2 Ruten und eine Rolle mit E-Spule zusammen für ~100€.

Sänger Pro-T Black 10-30 gr 
http://www.nordfishing77.at/r-u-t-e...-und-10.html?gclid=CJXrquXmhcgCFVEYGwodFkkEOA


Sänger Pro-T Black 20-60 gr. in 2,40m 2,70 m

http://www.angelgeraete-bode.de/sea...esc=on&keywords=Pro-t+Black+Spin&cat=&x=0&y=0

Alternativ eine Feederrute vom Händler des Vertrauens.

Als Rolle, eine die hier im Bereich "günstig kaufen" oft genannt wird.

Es ist nicht einfach aus der Ferne was zu Empfehlen.
Die Sänger fische ich auch, neben auch hochwertigere Ruten. Kann sie also auch wärmstens empfehlen.


----------



## RuhrfischerPG (20. September 2015)

*AW: Welche Rolle zu alter Rute? Ausrüstung für den Anfang?*



seppl184 schrieb:


> Als Anfänger würde ich dir überhaupt keine Gummifische empfehlen. Lieber was zum "durchleiern" wie die genannten Blinker, Spinner, Wobbler......die Bisserkennung ist damit viel leichter.



Ich gehe da noch weiter,den ganzen Spinnkram vorerst abhaken und sich nach bestandener Prüfung auf Basics konzentrieren..dem Fang von Brassen,Rotaugen und Co.z.B.
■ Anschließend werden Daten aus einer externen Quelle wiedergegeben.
PR #288, opened 2021-10-25
Fix compile error with more recent ESP8266 toolchains

M-Reimer:
With latest toolchains compiling fails in "framesync.h" at a position where the absolute value of the difference is calculated.

The problem with this is that both values, that are subtracted, are unsigned values. I don't know if older compilers had some workaround in place here, but this is clearly wrong. If you subtract a bigger unsigned integer from a smaller unsigned value, then this does not get negative but it will overflow and the result is clearly not what is expected here.

I've replaced this line with something that at least I think tells clearly what is meant here: "Subtract the smaller of the two variables from the bigger of the two variables".

### DIFF
--- a/framesync.h
+++ b/framesync.h
@@ -145,7 +145,7 @@ private:
     if (inPeriod == 0 || outPeriod == 0) { return false; } // safety
 
     // allow ~4 negative (inPeriod is < outPeriod) clock cycles jitter 
-    if (abs(inPeriod - outPeriod) <= 4) {
+    if (max(inPeriod, outPeriod) - min(inPeriod, outPeriod) <= 4) {
       /*if (inPeriod >= outPeriod) {
         Serial.print("inPeriod >= out: ");
         Serial.println(inPeriod - outPeriod);
--- a/framesync.h
+++ b/framesync.h
@@ -145,7 +145,7 @@ private:
     if (inPeriod == 0 || outPeriod == 0) { return false; } // safety
 
     // allow ~4 negative (inPeriod is < outPeriod) clock cycles jitter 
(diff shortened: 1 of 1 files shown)


M-Reimer:
Can you please have a look at my latest commit? This should be about as fast as we can go.

ramapcsx2:
Hey,
I just got back from a trip. I'll check it out soon!

LawnMo:
Wouldn't it be easier and preserve what was initially meant by kanging ABS() from : https://github.com/MarlinFirmware/Marlin/commit/99ecdf59af907ebb8d2d847863614094bb576e3f#diff-a426db550c957a2391fe722b87be2b9d666b39aad58d382be93670b0a25167e8R197 ?  
Haven't tried the actual change, but at least it compiles with latest toolchains.

M-Reimer:
> Wouldn't it be easier and preserve what was initially meant by kanging ABS() from [...]? Haven't tried the actual change, but at least it compiles with latest toolchains.

The only reason why this works is that the compiler does not know "ABS()" so the error check will not trigger.

The macro, used by the Marlin firmware, also does not "magically allow" to subtract a bigger from a smaller unsigned integer and get a negative value. C(++) just doesn't work this way. If you subtract unsigned integers, you get an unsigned integer. If the value, you subtract from, is smaller then it overflows. The "ABS()" macro is just a faster (probably not even in all situations and heavily dependent on compiler version) of the original "abs()".

ramapcsx2:
Sorry again for the delay. Your change is good, of course :)

I have to say that this code is ultimately relying on the speed of the ISR, how quickly the hardware reacts to a pulse and how quickly then the ISR code gets to execute.
It is probably tuned for the ESP + software as it was back then, which may or may not have changed by now.
All this is to say, it should be checked whether it still does the job :)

Anfangsinvestition wäre mit neuer Rolle,Schnur und Kleinkram überschaubar und kann ja bei später geplanten Anschaffungen auch weiter genutzt werden.

Simple Grund-oder Posenmontage an die vorhandene Tele und ab dafür..sowas fängt auch anno 2015 immer noch seine Fische,wetten?


Gerade zu Beginn der "richtigen" Anglerlaufbahn ist es wichtig, überhaupt Fische zu fangen.
Schneller Erfolg motiviert da ungemein.Weissfische gehen eigentlich immer.Bringt Fun,Selbstvertrauen und baut vor allem Routine und prakt.erlerntes für die Folgezeit auf.

Sich spezialisieren und Geld raushauen kann der TE ja im Folgejahr immer noch.


----------



## Andal (20. September 2015)

*AW: Welche Rolle zu alter Rute? Ausrüstung für den Anfang?*



> Ich gehe da noch weiter,den ganzen Spinnkram vorerst abhaken und sich nach bestandener Prüfung auf Basics konzentrieren..dem Fang von Brassen,Rotaugen und Co.z.B.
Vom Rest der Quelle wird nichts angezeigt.